*** Dataset extract Section Begins ***
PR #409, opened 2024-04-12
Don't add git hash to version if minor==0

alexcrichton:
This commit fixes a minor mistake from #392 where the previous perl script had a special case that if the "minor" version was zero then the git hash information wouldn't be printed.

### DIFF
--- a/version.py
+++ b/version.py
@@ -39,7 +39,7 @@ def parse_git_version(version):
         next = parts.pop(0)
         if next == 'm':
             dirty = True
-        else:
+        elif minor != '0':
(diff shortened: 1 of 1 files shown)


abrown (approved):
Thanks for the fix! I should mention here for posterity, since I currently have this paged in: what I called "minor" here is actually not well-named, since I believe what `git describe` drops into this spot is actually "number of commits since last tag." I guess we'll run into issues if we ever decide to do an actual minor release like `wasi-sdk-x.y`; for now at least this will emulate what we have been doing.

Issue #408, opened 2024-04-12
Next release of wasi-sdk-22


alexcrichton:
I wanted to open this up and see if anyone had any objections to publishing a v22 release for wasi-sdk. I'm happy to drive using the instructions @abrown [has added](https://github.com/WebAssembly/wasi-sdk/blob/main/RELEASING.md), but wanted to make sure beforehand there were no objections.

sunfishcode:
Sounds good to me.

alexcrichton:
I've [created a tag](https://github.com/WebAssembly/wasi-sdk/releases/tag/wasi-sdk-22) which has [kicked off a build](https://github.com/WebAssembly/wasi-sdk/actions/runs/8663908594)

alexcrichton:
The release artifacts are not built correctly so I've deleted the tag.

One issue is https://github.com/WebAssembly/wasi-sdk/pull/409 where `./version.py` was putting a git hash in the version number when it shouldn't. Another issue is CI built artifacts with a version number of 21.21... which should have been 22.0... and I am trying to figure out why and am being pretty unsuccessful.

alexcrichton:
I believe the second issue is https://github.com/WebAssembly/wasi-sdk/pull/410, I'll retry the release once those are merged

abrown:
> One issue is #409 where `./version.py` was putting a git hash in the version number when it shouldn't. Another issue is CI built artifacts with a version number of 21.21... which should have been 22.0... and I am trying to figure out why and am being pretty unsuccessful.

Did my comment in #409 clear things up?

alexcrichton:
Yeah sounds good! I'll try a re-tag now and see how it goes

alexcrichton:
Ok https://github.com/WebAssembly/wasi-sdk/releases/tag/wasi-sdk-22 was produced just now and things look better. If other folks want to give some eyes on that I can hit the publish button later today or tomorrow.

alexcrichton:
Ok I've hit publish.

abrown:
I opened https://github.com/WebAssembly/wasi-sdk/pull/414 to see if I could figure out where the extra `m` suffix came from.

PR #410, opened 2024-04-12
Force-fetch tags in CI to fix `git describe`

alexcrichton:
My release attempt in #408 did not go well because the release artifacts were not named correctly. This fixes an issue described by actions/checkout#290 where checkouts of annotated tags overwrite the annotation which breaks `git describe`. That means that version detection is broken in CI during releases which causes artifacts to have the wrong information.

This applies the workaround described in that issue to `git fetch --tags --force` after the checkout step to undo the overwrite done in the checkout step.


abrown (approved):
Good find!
*** Dataset extract Section Ends ***
Retype the records above exactly, from their first line through the line that contains "Thanks for the", and stop there.

• **Written solution**:
PR #409, opened 2024-04-12
Don't add git hash to version if minor==0

alexcrichton:
This commit fixes a minor mistake from #392 where the previous perl script had a special case that if the "minor" version was zero then the git hash information wouldn't be printed.

### DIFF
--- a/version.py
+++ b/version.py
@@ -39,7 +39,7 @@ def parse_git_version(version):
         next = parts.pop(0)
         if next == 'm':
             dirty = True
-        else:
+        elif minor != '0':
(diff shortened: 1 of 1 files shown)


abrown (approved):
Thanks for the fix! I should mention here for posterity, since I currently have this paged in: what I called "minor" here is actually not well-named, since I believe what `git describe` drops into this spot is actually "number of commits since last tag." I guess we'll run into issues if we ever decide to do an actual minor release like `wasi-sdk-x.y`; for now at least this will emulate what we have been doing.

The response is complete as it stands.